Jerome Powell largely stuck to the dour script in prepared remarks delivered during a hotly-anticipated webinar on Wednesday.
The Fed chair described an economy reeling from an unprecedented shock, the likes of which most living human beings have never witnessed.
“People have put their lives and livelihoods on hold, making enormous sacrifices to protect not just their own health and that of their loved ones, but also their neighbors and the broader community”, he said, adding that “while we are all affected, the burden has fallen most heavily on those least able to bear it”.
As ever, critics will (justifiably) charge that the Fed’s own policies have exacerbated inequality, thereby making situations like the current debacle worse by leaving middle- and lower-income Americans even more vulnerable.
For example, it is not a coincidence that some measures of inequality increased at the onset of the Fed’s response to the GFC. The visual below is a poignant example.
Measures aimed at shoring up market confidence will tend to perpetuate that trend and others like it. As the Fed bolsters asset prices, the wealth of those in whose hands those assets are concentrated will grow disproportionately. The benefits of rising stock and bond prices are not linear – they accrue exponentially. That means the rich will get richer, yes, but it also means the very rich will see their lead on the “merely” rich balloon too.
In any event, Powell and the Fed have no choice but to pull out all the stops. Charges of “moral hazard” and concerns about forestalling the purge of misallocated capital (thereby perpetuating “zombie” dynamics) notwithstanding, it’s clearly not advisable for the central bank to stand aside and let the entire economy implode. Only a fanatic would suggest as much.
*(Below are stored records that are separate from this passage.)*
PR #6496, opened 2026-08-25
TRUNK-6690: Share deduplication work between patient-search count and list paths

waghmaretejas:
TRUNK-6690: Share deduplication work between patient-search count and list paths

Added a combined patient search API that returns both the requested page of patients and the total count from a single shared deduplication traversal.

The existing getPatients(...) and getCountOfPatients(...) methods are preserved for backward compatibility. A new getPatientsAndCount(...) method was added to the PatientDAO and PatientService APIs and implemented in HibernatePatientDAO.

The shared search logic collects both the unique patient keys needed for the requested page and the total unique count during the same traversal, avoiding separate deduplication scans for the count and list paths.

This pull request implements the OpenMRS Core API changes for this issue. The corresponding update to use the new combined API in the openmrs-module-webservices.rest repository will be submitted separately after the Core changes are reviewed and finalized.

Added tests to verify that:

- The combined search returns the same page results as the existing getPatients(...) path.
- The combined search returns the same total count as the existing getCountOfPatients(...) path.
- Duplicate hits across search sub-queries are handled correctly.
- The shared search performs the expected query execution without repeating the deduplication traversal.

## Issue I worked on

see https://issues.openmrs.org/browse/TRUNK-6690


waghmaretejas:
Hi @jwnasambu, could you please review this PR when you have a chance? Thank you!

api/src/main/java/org/openmrs/api/db/hibernate/search/SearchQueryUnique.java
```diff
@@ -314,12 +326,18 @@ public static <T> SearchUniqueResults<T> search(SearchSessionFactory searchSessi
 			// The count path only needs the total number of distinct hits, so it skips fetching and
 			// hydrating a page of results entirely.
 			long totalHitCount = searchTotalHitCount(searchSession, uniqueQuery, UNBOUNDED_DEDUPLICATION);
-			return new SearchUniqueResults<>(new ArrayList<>(), offset, limit, totalHitCount);
+			return new SearchUniqueResults<>(new ArrayList<>(), offset, limit, totalHitCount, true);
```
jwnasambu, line 329:
```suggestion
// searchTotalHitCount already knows whether the cap was exceeded, but that
// information is lost here. Thread it through so the caller can distinguish
// an exact count from a raw upper bound.
boolean exact = totalHitCount <= UNBOUNDED_DEDUPLICATION; // or pass exceededCap out of searchTotalHitCount
return new SearchUniqueResults<>(new ArrayList<>(), offset, limit, totalHitCount, exact);
```

searchTotalHitCount internally calls collectUniqueKeys, which sets exceededCap = true when distinct hits exceed the deduplication cap. When exceeded, it falls back to rawHitCount a non-deduplicated upper bound. But the caller at line 329 always passes true for the exactness flag, so the REST layer (and any future caller) is told the count is exact when it may not be. This means getCountOfPatients can return a count that overstates the true distinct patient count and the client has no way to detect it. The new searchWithResultsAndCount at line 460 correctly uses !exceededCap, so this bug is not inherited by the new method but the legacy count path used by getCountOfPatients remains broken.

api/src/test/java/org/openmrs/api/db/hibernate/search/SearchQueryUniqueTest.java
```diff
@@ -255,6 +255,72 @@ public void collectUniqueKeys_shouldScanEverythingWhenBelowCap() {
...
+		createJoinedFixture();
+		SearchQueryUnique.SearchUniqueResults<Person> expectedPage = SearchQueryUnique.search(searchSessionFactory,
+		    joinedQuery(), 1, 5, false);
+		SearchQueryUnique.SearchUniqueResults<Person> actual = SearchQueryUnique
+		        .searchWithResultsAndCount(searchSessionFactory, joinedQuery(), 1, 5, BOTH);
+		Long expectedCount = SearchQueryUnique.searchCount(searchSessionFactory, joinedQuery(), BOTH);
+
+		assertEquals(personIds(expectedPage.getResults()), personIds(actual.getResults()));
+		assertEquals(expectedCount, actual.getTotalHitCount());
+	}
```
jwnasambu, line 324: Kindly add one assertion after line 321:
   
```suggestion
	assertEquals(expectedCount, actual.getTotalHitCount());
    assertFalse(actual.getTotalHitCountExact(),
        "count should be flagged as approximate when deduplication cap is exceeded");
	}
```
The test verifies the count value matches the raw fallback, but never checks that getTotalHitCountExact() returns false. If someone accidentally hardcodes the exactness flag as the pre-existing bug at line 329 does, this test would still pass. The assertion pins the contract when the cap is exceeded, the result must signal that the count is not exact.

api/src/test/java/org/openmrs/api/db/PatientDAOTest.java
```diff
@@ -2562,4 +2562,30 @@ public void getPatients_shouldFindPatientsEfficiently() throws IOException, URIS
...
+		assertEquals(legacyCount, combined.getTotalElements().longValue());
+		assertTrue(combined.isTotalElementsExact());
+
+		List<Patient> combinedList = combined.getList();
+		assertEquals(legacyPatients.size(), combinedList.size());
+
+		for (int i = 0; i < legacyPatients.size(); i++) {
+			assertEquals(legacyPatients.get(i), combinedList.get(i));
+		}
+	}
```
jwnasambu, line 2590: Kindly add two new test methods after line 2590:
```suggestion
	@Test
public void getPatientsAndCount_shouldExcludeVoidedPatientsWhenIncludeVoidedIsFalse() {
    // "Meriadoc" matches patient 60 (voided patient with voided name "Meriadoc Brandybuck")
    String query = "Meriadoc";
    org.openmrs.collection.ListPart<Patient> combined = dao.getPatientsAndCount(query, false, 0, 10);
    assertEquals(0L, combined.getTotalElements().longValue(),
        "voided patients must be excluded when includeVoided is false");
    assertTrue(combined.getList().isEmpty());
}

@Test
public void getPatientsAndCount_shouldIncludeVoidedPatientsWhenIncludeVoidedIsTrue() {
    String query = "Meriadoc";
    org.openmrs.collection.ListPart<Patient> combined = dao.getPatientsAndCount(query, true, 0, 10);
    assertEquals(1L, combined.getTotalElements().longValue(),
        "voided patient must be included when includeVoided is true");
    assertEquals(1, combined.getList().size());
}
```

The only existing DAO test hardcodes includeVoided = false with query "Ben", which matches no voided patients. The includeVoided parameter flows into the Hibernate Search predicate via newPatientIdentifierSearchPredicate, getPatientNameQuery, and getPatientAttributeQuery. If a future change accidentally ignores or inverts this parameter, the current test suite would not catch it. Patient 60 (Meriadoc Brandybuck) is a voided patient with a voided name, loaded from HibernatePatientDAOTest-patients.xml:71–72, and is the standard test fixture for voided-patient scenarios in this test class (see getPatients_shouldNotMatchVoidedPatients at line 682).

api/src/main/java/org/openmrs/api/db/hibernate/HibernatePatientDAO.java
```diff
@@ -759,6 +759,49 @@ public Long getCountOfPatients(String query, boolean includeVoided) {
...
+	        throws DAOException {
+		return getPatientsAndCount(query, false, start, length);
+	}
+
+	@Override
+	public org.openmrs.collection.ListPart<Patient> getPatientsAndCount(String query, boolean includeVoided, Integer start,
+	        Integer length) throws DAOException {
+		if (StringUtils.isBlank(query)) {
+			return org.openmrs.collection.ListPart.newListPart(new ArrayList<>(), start == null ? 0L : start.longValue(),
+			    length == null ? 0L : length.longValue(), 0L, true);
```
jwnasambu:
```suggestion
		if (StringUtils.isBlank(query)) {
    long normalizedStart = start == null ? 0L : start.longValue();
    long normalizedLength = length == null ? 0L : length.longValue();
    return org.openmrs.collection.ListPart.newListPart(new ArrayList<>(), normalizedStart,
        normalizedLength, 0L, true);
}
```
 The inline ternaries work correctly but extracting them mirrors the normalization pattern used later in lines 776–783 and makes the blank query return consistent with the rest of the method. The existing getCountOfPatients at line 742 uses the same inline pattern so this is consistent with current style flagging only for awareness not as a required change

jwnasambu:
Kindly @dkayiwa, @ibacher, @wikumChamith Kindly feel free to review this PR at your convenient time please!

waghmaretejas:
Hi @dkayiwa, @ibacher

I’ll work on addressing the issues identified in this PR, including:

* Reducing the Cognitive Complexity of `SearchQueryUnique` from 57 to the allowed 15.
* Reducing the Cognitive Complexity of `collectDuplicateIdsAndUniqueKeys` from 39 to the allowed 15.
* Refactoring the code to remove the `scan` label and the need for it.
* Merging the nested `if` statement with its enclosing condition.
* Fixing the Javadocs issue identified in the PR.
* Addressing the code suggestion in `HibernatePatientDAO` on line 771.
* Reviewing the SonarCloud findings across the PR to make sure all the reported issues are addressed appropriately.

Apart from these points, I’d appreciate your thoughts on the overall changes and whether there is anything else you think I should look into.

api/src/main/java/org/openmrs/api/db/hibernate/HibernatePatientDAO.java
```diff
@@ -759,6 +759,49 @@ public Long getCountOfPatients(String query, boolean includeVoided) {
...
+		            f -> newPatientIdentifierSearchPredicate(f, query, includeVoided, false), "patient.personId",
+		            this::multiLoadPatients)
+		        .join(SearchQueryUnique
+		                .newProjectedQuery(PersonName.class, f -> personQuery.getPatientNameQuery(f, query, includeVoided),
+		                    "person.personId", this::multiLoadPatients)
+		                .join(SearchQueryUnique.newProjectedQuery(PersonAttribute.class,
+		                    f -> personQuery.getPatientAttributeQuery(f, query, includeVoided), "person.personId",
+		                    this::multiLoadPatients)));
+		SearchQueryUnique.SearchUniqueResults<Patient> result = SearchQueryUnique.searchWithResultsAndCount(
+		    searchSessionFactory, patientQuery, start, length, HibernatePersonDAO.getMaximumSearchResults());
```
dkayiwa: This needs fixing before merge. The search here gets the raw `start` and `length`, so the `tmpStart`/`tmpLength` computed just above on lines 776-784 only ever reach the `ListPart` metadata and never the query itself.

Two consequences. With a null `length` nothing bounds the search at all. I set `personSearchMaxResults` to 2 against 6 matching patients: `getPatients(q, false, 0, null)` returned 2, and `getPatientsAndCount(q, false, 0, null)` returned all 6 and hydrated every one of them, while the `ListPart` it handed back reported `maxElements` of 2. The deduplication scroll is unbounded in that case too, since `maxNewUniqueKeys` is null and only the duplicate-id cap can freeze the page. On a real database that is every patient matching the query pulled into the session, which is the load `personSearchMaxResults` exists to bound, and a null length is a normal way to call the sibling method (`PatientServiceImpl.getPatients(String)` does exactly that on line 518).

Second, a negative `start` reaches Lucene instead of being clamped. `getPatientsAndCount(q, false, -1, 5)` throws `NullPointerException: Cannot read field "doc" because "scoreDocs[...]" is null`, where `getPatients(q, false, -1, 5)` returns the first page.

Passing `tmpStart, tmpLength` here fixes both, once `tmpStart` also clamps a negative value the way `getPatients` does on line 226. One side effect worth choosing deliberately rather than inheriting: `tmpLength` also caps an explicitly oversized `length` at `personSearchMaxResults`, which `getPatients` does not currently do. I think that is the better behaviour, but it is a real difference. A test comparing `getPatientsAndCount(q, includeVoided, 0, null)` against `getPatients(q, includeVoided, 0, null)` would pin the whole thing.

`findPatients` on line 846 carries the same unused `tmpStart`/`tmpLength` locals, which is probably where the pattern came from, but there `getPatients` normalises before calling in, so nothing depends on them.

api/src/main/java/org/openmrs/api/db/hibernate/HibernatePatientDAO.java
```diff
@@ -759,6 +759,49 @@ public Long getCountOfPatients(String query, boolean includeVoided) {
...
+		return getPatientsAndCount(query, false, start, length);
+	}
+
+	@Override
+	public org.openmrs.collection.ListPart<Patient> getPatientsAndCount(String query, boolean includeVoided, Integer start,
+	        Integer length) throws DAOException {
+		if (StringUtils.isBlank(query)) {
+			return org.openmrs.collection.ListPart.newListPart(new ArrayList<>(), start == null ? 0L : start.longValue(),
+			    length == null ? 0L : length.longValue(), 0L, true);
+		}
```
dkayiwa: The `minSearchCharacters` guard is missing here, and it should go in before this ships. `findPatients` applies it on line 865, so `getPatients` refuses to search on a query shorter than the configured minimum; `getPatientsAndCount` goes straight to the index. With `minSearchCharacters` set to 20 and a 9 character query, `getPatients(q, false, 0, 20)` returned nothing and `getPatientsAndCount(q, false, 0, 20)` returned all 6 matches.

That bites as soon as the REST side lands. `PatientResource1_8.doSearch` builds `new ServiceSearcher<Patient>(PatientService.class, "getPatients", "getCountOfPatients")`, and webservices.rest has no `minSearchCharacters` check of its own, so core's list path is the only thing enforcing it. Point that resource at `getPatientsAndCount` and `GET /ws/rest/v1/patient?q=a` goes from an empty `results` array to a full page of patients on any installation that raised the minimum.

`getCountOfPatients` never applied the guard either, so only the returned list changes. My preference is to apply the same check `findPatients` does and return an empty page with a total of 0, which is what "not enough characters typed to search yet" actually means. Returning an empty page with the real count would match the legacy pair exactly, but it carries the existing inconsistency forward instead of fixing it.

api/src/main/java/org/openmrs/api/db/hibernate/search/SearchQueryUnique.java
```diff
@@ -333,6 +351,115 @@ public static <T> SearchUniqueResults<T> search(SearchSessionFactory searchSessi
 	 * clauses do not affect scoring; do not add an explicit sort to one without the other, or the bound
 	 * no longer holds.
 	 */
+	/**
+	 * Fetches the requested page and deduplicated total hit count while sharing the same deduplication
+	 * scan for each joined query.
+	 */
+	private static <T> SearchUniqueResults<T> searchWithResultsAndCount(SearchSession searchSession,
```
dkayiwa, line 353: Not blocking, but worth settling while the refactor you have planned is still open, because this is `searchWithResults` copied. Diffing the two bodies, the substantive differences are the count accumulators, the removed early return when the page is full, and `collectDuplicateIds` becoming `collectDuplicateIdsAndUniqueKeys`. The remaining ninety lines are identical, minus almost every explanatory comment from the original: why `uniqueKeys` has to stay a `Set` rather than a `List`, why only the unique-key branch has to consider projection, and why `consumed` is the right offset to carry to the next sub-query.

The doc block on lines 341-353 belonged to `searchWithResults`. It now sits above this method, so `searchWithResults` is undocumented and this method carries a description that is false of it, since its scroll deliberately does not stop once `offset + limit` unique keys have been found. The sort warning in that block, "do not add an explicit sort to one without the other, or the bound no longer holds", is now nowhere near the method it was written for.

The cost is two copies of the pagination and deduplication algorithm that have to stay in step, where a divergence surfaces as wrong search results rather than as an error. Extracting the per sub-query step into one helper both loops call, or giving a single loop an `includeCount` flag (the count accumulators are inert when it is off, and the early return becomes conditional on it), removes the duplication and brings the cognitive complexity down at the same time, which seems better than reducing the complexity of a second copy.

api/src/main/java/org/openmrs/api/PatientService.java
```diff
@@ -499,6 +499,20 @@ public PatientIdentifierType unretirePatientIdentifierType(PatientIdentifierType
 	@Authorized({ PrivilegeConstants.GET_PATIENTS })
 	public List<Patient> getPatients(String query, boolean includeVoided, Integer start, Integer length) throws APIException;
 
+	/**
+	 * Returns the patient page and the deduplicated total count in one combined search.
+	 */
+	@Authorized({ PrivilegeConstants.GET_PATIENTS })
+	public org.openmrs.collection.ListPart<Patient> getPatientsAndCount(String query, Integer start, Integer length)
```
dkayiwa: Could these pick up the usual `@since`, `@param` and `@return` tags? The `getPatients` overload just above carries `@since 1.11`, and module authors read that tag to work out what they can call against a given platform version. Separately, `org.openmrs.collection.ListPart` is spelled out in full in all four files that mention it; an import would read more like the rest of these files.

ibacher:
> Reducing the Cognitive Complexity of SearchQueryUnique from 57 to the allowed 15.
> Reducing the Cognitive Complexity of collectDuplicateIdsAndUniqueKeys from 39 to the allowed 15.

Don't worry about these too much, really. Some code winds up complex and Sonar is pretty aggressive about it. I'd actually strongly prefer that we not refactor things to obey this rule.

waghmaretejas:
> > Reducing the Cognitive Complexity of SearchQueryUnique from 57 to the allowed 15.
> > Reducing the Cognitive Complexity of collectDuplicateIdsAndUniqueKeys from 39 to the allowed 15.
> 
> Don't worry about these too much, really. Some code winds up complex and Sonar is pretty aggressive about it. I'd actually strongly prefer that we not refactor things to obey this rule.



> > Reducing the Cognitive Complexity of SearchQueryUnique from 57 to the allowed 15.
> > Reducing the Cognitive Complexity of collectDuplicateIdsAndUniqueKeys from 39 to the allowed 15.
> 
> Don't worry about these too much, really. Some code winds up complex and Sonar is pretty aggressive about it. I'd actually strongly prefer that we not refactor things to obey this rule.

@ibacher , Thanks for clarifying! You guessed it right—I was actually stuck on that part. This helps a lot!

waghmaretejas:
Hi @dkayiwa and @ibacher,

Thanks for the detailed review and suggestions. I’ve gone through the comments and addressed the requested changes:

 * Updated `getPatientsAndCount()` to normalize `start` and `length` before the search and pass the normalized values to `searchWithResultsAndCount()`.
* Added the `minSearchCharacters` check so the combined search behaves consistently with `getPatients()`.
* Added regression tests covering minimum search characters, `null` length, and negative `start`.
* Added the assertion verifying that the count is marked as approximate when the deduplication cap is exceeded.
* Added the requested Javadocs and imported `ListPart`.
* Applied the two small Sonar improvements by removing the `scan` label and simplifying the nested condition.

I also looked into the suggestion of sharing the deduplication logic between `searchWithResults()` and `searchWithResultsAndCount()`. I agree that sharing the logic would reduce duplication and make it easier to keep the two paths in sync. For this PR, however, I’ve kept the existing `searchWithResults()` path unchanged because refactoring that established path would increase the scope of the change and could introduce unintended behavioral changes in an already working path. Since this was marked as non-blocking, I thought it would be safer to avoid that additional risk here while keeping the suggestion in mind for a separate cleanup.

For the Cognitive Complexity warnings, I’ve avoided a larger refactor specifically to satisfy the Sonar rule, following the guidance that we should not refactor solely to satisfy the Sonar rule.

api/src/main/java/org/openmrs/api/PatientService.java
```diff
@@ -499,6 +500,34 @@ public PatientIdentifierType unretirePatientIdentifierType(PatientIdentifierType
...
 
+	/**
+	 * Returns the patient page and the deduplicated total count in one combined search.
+	 *
+	 * @param query the search query
+	 * @param start the starting index
+	 * @param length the maximum number of patients to return
+	 * @return the patient page and deduplicated total count
+	 * @throws APIException
+	 * @since 1.11
```
dkayiwa: These should say `3.0.0` rather than `1.11`, here and again on line 525. `1.11` is the tag on the `getPatients` overload a few lines up and looks like it came along with the copy, but `getPatientsAndCount` has never existed on a 1.11 platform and master is on `3.0.0-SNAPSHOT`.

Left as is, a module author reads the published javadoc, sets 1.11 as the platform version they build against, and the call resolves to a `NoSuchMethodError` at runtime on every platform before this release, which is the failure the tag exists to prevent. Worth correcting before this merges.

If a backport to a release line is planned, list those versions alongside it the way the recent additions on master do (`@since 3.0.0, 2.9.0, 2.8.9`).

api/src/main/java/org/openmrs/api/db/hibernate/search/SearchQueryUnique.java
```diff
@@ -596,6 +731,47 @@ static DeduplicationResult collectDuplicateIds(SearchQuery<List<?>> uniqueKeyQue
...
+					}
+					if (!countExceededCap && fullCountUniqueKeys.add(key) && fullCountUniqueKeys.size() > deduplicationCap) {
+						countExceededCap = true;
+					}
+					if (pageFrozen && countExceededCap) {
+						break;
+					}
+				}
+
+				chunk = scroll.next();
```
dkayiwa, line 771: Once the inner loop breaks, this still pulls one more chunk off the scroll before the `while` condition is re-checked and the loop exits, so the scroll fetches up to `DEFAULT_SCROLL_CHUNK_SIZE` (500) hits that nothing ever looks at. I spied the scroll with a chunk size of 5, `maxNewUniqueKeys` 2 and a dedup cap of 2: `collectDuplicateIds` calls `next()` once, this calls it twice. The `break scan` that was here before did not pay that, so it arrived with the label removal.

It only bites in the cap-exceeded path, but that is the expensive search the cap exists to bound, and with the default 500-hit chunk against a cap of 1000 the overshoot is up to half again as many hits as the bounded scan was allowed to read. Putting the guard back in front of the fetch keeps the label gone:

```suggestion
				if (pageFrozen && countExceededCap) {
					break;
				}

				chunk = scroll.next();
```

api/src/main/java/org/openmrs/api/db/hibernate/HibernatePatientDAO.java
```diff
@@ -759,6 +759,59 @@ public Long getCountOfPatients(String query, boolean includeVoided) {
...
+		SearchQueryUnique<?, Patient> patientQuery = SearchQueryUnique
+		        .newProjectedQuery(PatientIdentifier.class,
+		            f -> newPatientIdentifierSearchPredicate(f, query, includeVoided, false), "patient.personId",
+		            this::multiLoadPatients)
+		        .join(SearchQueryUnique
+		                .newProjectedQuery(PersonName.class, f -> personQuery.getPatientNameQuery(f, query, includeVoided),
+		                    "person.personId", this::multiLoadPatients)
+		                .join(SearchQueryUnique.newProjectedQuery(PersonAttribute.class,
+		                    f -> personQuery.getPatientAttributeQuery(f, query, includeVoided), "person.personId",
+		                    this::multiLoadPatients)));
```
dkayiwa: This chain is the one `findPatients` builds on line 881, character for character, and the `minSearchCharacters` guard and the start/length normalisation just above it are copies of that method too. The only thing that actually differs between the two is the terminal call, so a small private builder that both use would leave one definition of what a patient search matches.

What it costs to leave: whoever adds or changes a sub-query next has to notice there are two copies, and a miss shows up as `getPatientsAndCount` and `getPatients` returning different patients rather than as a failure. Not blocking, but the cheap moment to do it is while the clone is still new.

api/src/main/java/org/openmrs/api/PatientService.java
dkayiwa: The import landed here but not in the other three: `PatientDAO`, `PatientServiceImpl` and `HibernatePatientDAO` still spell `org.openmrs.collection.ListPart` out in full in their signatures.

waghmaretejas:
Hi @dkayiwa @ibacher, thanks again for the review and suggestions. I’ve addressed the latest feedback:

* Updated both `getPatientsAndCount()` Javadocs to `@since 3.0.0`.
* Added the guard before `scroll.next()` to avoid the unnecessary extra chunk fetch when both caps are reached.
* Extracted the shared patient search query construction into `getPatientSearchQuery()` and updated both `getPatientsAndCount()` and `findPatients()` to use it.
* Cleaned up the `ListPart` imports in `PatientDAO`, `PatientServiceImpl`, and `HibernatePatientDAO`.

The changes have been pushed to the PR. Please check them when you get a chance.

waghmaretejas:
Hi @ibacher, could you please review this PR when you have a chance? Thank you!

ibacher:
@waghmaretejas Could you run `./mvnw spotless:apply` so this builds?

waghmaretejas:
> @waghmaretejas Could you run `./mvnw spotless:apply` so this builds?

Done, @ibacher . I ran `./mvnw spotless:apply` and pushed the formatting changes. Thanks!

waghmaretejas:
> @waghmaretejas Could you run `./mvnw spotless:apply` so this builds?

Hi @ibacher, just following up on this PR. I’ve addressed the review feedback and pushed the latest changes. Whenever you get a chance, could you please let me know if anything else is needed from my side? Thank you! [TRUNK-6690](https://issues.openmrs.org/browse/TRUNK-6690)

[TRUNK-6690]: https://openmrs.atlassian.net/browse/TRUNK-6690?atlOrigin=eyJpIjoiNWRkNTljNzYxNjVmNDY3MDlhMDU5Y2ZhYzA5YTRkZjUiLCJwIjoiZ2l0aHViLWNvbS1KU1cifQ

“A Fed survey being released tomorrow reflects findings similar to many others: Among people who were working in February, almost 40% of those in households making less than $40,000 a year had lost a job in March”, Powell said Wednesday, underscoring the plight of middle- and lower-income Americans. “This reversal of economic fortune has caused a level of pain that is hard to capture in words, as lives are upended amid great uncertainty about the future”.
Indeed. Crucially, the Fed chair emphasized that more fiscal help is likely necessary, irrespective of jitters about the national debt or the deficit.
“Additional fiscal support could be costly, but worth it if it helps avoid long-term economic damage and leaves us with a stronger recovery”, he remarked, adding that “this tradeoff is one for our elected representatives, who wield powers of taxation and spending”.
On Tuesday, budget hawks pretended to be aghast at a record monthly deficit of $737.9 billion for April. Spending was nearly $1 trillion. Typically, the month shows a surplus from tax payments, which were obviously deferred this year.
House Democrats are looking to push a $3 trillion package of measures through Congress in order to provide extra relief and bolster the economy once the shutters are lifted and business resumes across the country.
Nancy Pelosi is angling to secure funding for state and local governments, as well as more money for direct cash payments, expanded unemployment insurance and food assistance. There’s a summary embedded below.
The Senate won’t pass it as written, but the point is to send a message to public: Democrats want to do more than simply provide “bridge liquidity” – they want to inject actual stimulus.
Trump claims to be in “no rush” on a fourth relief bill and Mitch McConnell lampooned Democrats’ proposal on Tuesday, calling it a “big laundry list of pet priorities” – as though there’s something that’s funny about the situation.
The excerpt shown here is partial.